**Work required**
Pull out every line with the word "used" from the entries below.

[[ Records for this task, beginning ]]

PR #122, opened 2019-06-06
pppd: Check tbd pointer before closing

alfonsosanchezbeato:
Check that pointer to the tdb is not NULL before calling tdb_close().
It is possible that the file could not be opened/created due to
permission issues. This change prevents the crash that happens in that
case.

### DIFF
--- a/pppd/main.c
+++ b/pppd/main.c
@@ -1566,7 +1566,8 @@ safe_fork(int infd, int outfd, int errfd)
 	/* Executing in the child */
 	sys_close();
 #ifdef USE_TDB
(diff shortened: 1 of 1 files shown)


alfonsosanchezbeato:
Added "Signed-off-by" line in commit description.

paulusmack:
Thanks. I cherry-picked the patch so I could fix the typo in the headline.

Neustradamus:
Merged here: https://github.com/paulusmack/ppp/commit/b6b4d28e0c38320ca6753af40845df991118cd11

[[ Records for this task, end ]]
[[ Records for this task, beginning ]]

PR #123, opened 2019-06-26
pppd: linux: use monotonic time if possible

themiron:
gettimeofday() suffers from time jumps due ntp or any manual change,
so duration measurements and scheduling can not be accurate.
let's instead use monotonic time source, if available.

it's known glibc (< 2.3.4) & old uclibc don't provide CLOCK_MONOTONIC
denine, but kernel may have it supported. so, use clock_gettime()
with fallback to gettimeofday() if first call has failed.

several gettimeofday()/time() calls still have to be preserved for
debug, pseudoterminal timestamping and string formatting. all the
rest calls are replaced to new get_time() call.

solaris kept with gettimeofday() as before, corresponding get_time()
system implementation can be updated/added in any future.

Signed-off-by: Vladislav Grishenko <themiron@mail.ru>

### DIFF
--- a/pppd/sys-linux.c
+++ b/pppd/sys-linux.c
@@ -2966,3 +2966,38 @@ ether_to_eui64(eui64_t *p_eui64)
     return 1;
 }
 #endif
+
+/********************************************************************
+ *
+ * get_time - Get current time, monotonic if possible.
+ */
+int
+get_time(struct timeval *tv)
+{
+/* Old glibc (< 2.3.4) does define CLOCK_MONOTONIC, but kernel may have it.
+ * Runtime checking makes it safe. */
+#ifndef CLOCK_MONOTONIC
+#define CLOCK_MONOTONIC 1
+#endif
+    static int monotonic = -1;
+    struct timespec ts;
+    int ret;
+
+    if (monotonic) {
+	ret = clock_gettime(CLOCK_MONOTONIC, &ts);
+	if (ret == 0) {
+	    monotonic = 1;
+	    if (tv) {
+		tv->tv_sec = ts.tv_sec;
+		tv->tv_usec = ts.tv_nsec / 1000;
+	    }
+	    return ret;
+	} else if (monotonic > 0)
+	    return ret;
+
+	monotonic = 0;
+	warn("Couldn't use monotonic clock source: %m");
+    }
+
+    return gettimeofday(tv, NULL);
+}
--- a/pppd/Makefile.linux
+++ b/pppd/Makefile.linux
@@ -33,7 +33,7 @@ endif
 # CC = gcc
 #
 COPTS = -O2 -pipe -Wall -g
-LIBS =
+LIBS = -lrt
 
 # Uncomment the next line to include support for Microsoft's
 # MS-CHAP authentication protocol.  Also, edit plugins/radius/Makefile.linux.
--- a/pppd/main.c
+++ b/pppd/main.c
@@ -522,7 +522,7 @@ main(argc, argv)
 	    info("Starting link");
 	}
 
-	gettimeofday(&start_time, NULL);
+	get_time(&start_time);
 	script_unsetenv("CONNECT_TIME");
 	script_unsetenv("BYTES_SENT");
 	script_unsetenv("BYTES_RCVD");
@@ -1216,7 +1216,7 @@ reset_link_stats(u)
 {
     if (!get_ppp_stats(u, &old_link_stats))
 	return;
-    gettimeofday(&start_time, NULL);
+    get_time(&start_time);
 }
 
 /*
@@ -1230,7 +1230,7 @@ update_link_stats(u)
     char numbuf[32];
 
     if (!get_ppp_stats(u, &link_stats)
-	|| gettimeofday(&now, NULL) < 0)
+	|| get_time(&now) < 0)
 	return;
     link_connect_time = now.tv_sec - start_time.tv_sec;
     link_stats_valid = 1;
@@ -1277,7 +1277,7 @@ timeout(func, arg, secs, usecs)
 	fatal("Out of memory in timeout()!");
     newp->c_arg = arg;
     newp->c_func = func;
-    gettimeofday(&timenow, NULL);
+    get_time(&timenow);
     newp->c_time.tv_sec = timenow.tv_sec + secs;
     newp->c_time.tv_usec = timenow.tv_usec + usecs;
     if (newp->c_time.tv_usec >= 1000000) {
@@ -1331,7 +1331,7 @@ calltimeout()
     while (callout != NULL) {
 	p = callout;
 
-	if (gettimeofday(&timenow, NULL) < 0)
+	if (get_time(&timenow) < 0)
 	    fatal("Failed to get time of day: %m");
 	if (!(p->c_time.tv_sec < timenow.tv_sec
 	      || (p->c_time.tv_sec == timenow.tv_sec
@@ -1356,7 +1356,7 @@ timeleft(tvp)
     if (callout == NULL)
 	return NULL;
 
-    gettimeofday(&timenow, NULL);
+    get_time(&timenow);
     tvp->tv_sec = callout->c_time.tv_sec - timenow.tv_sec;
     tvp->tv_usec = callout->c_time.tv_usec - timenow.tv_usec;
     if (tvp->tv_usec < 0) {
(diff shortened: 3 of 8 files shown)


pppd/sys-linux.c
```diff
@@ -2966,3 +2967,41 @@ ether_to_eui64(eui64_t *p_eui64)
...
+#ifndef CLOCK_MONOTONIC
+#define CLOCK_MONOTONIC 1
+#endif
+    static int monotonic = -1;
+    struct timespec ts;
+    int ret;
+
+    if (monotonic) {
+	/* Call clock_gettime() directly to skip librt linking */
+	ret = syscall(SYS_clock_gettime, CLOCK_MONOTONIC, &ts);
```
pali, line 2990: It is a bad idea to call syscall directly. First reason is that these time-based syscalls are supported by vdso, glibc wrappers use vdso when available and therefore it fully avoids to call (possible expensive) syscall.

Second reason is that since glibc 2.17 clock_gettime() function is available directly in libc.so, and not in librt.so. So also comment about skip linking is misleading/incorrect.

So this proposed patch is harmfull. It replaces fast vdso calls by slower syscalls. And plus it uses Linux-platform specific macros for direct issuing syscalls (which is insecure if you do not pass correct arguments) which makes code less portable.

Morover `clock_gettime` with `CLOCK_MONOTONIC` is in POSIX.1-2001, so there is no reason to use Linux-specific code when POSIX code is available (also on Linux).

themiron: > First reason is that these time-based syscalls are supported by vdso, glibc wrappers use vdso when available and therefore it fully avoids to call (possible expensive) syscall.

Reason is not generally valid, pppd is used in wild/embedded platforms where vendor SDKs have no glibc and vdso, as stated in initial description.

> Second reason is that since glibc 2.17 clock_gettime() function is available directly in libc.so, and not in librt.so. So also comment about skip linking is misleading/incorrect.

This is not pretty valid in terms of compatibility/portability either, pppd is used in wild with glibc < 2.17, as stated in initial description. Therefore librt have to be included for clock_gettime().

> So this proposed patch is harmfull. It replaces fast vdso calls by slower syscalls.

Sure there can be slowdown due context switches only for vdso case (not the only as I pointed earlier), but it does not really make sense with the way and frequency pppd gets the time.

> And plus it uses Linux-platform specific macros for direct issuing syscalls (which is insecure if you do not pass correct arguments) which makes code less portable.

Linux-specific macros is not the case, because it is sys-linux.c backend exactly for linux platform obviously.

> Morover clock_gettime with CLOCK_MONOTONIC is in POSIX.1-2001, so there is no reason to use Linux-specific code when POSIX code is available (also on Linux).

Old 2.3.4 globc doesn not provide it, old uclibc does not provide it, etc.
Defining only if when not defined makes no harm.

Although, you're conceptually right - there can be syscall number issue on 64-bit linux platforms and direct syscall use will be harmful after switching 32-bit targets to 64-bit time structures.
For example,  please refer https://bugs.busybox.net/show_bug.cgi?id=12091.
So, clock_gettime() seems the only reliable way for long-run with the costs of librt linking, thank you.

[[ Records for this task, end ]]

**Response to this exercise**
Reason is not generally valid, pppd is used in wild/embedded platforms where vendor SDKs have no glibc and vdso, as stated in initial description.
This is not pretty valid in terms of compatibility/portability either, pppd is used in wild with glibc < 2.17, as stated in initial description. Therefore librt have to be included for clock_gettime().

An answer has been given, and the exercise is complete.